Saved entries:
PR #192, opened 2019-05-15
Set atomic_compare_exchange argument address space to generic

svenvh:
Ensure that the `expected` argument of atomic_compare_exchange_* lives
in the generic address space in accordance with the OpenCL 2.0
specificationSection 6.13.11, "The atomic_compare_exchange
functions".

### DIFF
--- a/lib/SPIRV/SPIRVToOCL20.cpp
+++ b/lib/SPIRV/SPIRVToOCL20.cpp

▶ [Activity]
Copy out, from the data above, each line where the string "space" is present.

▶ [Task answer]
Set atomic_compare_exchange argument address space to generic
in the generic address space in accordance with the OpenCL 2.0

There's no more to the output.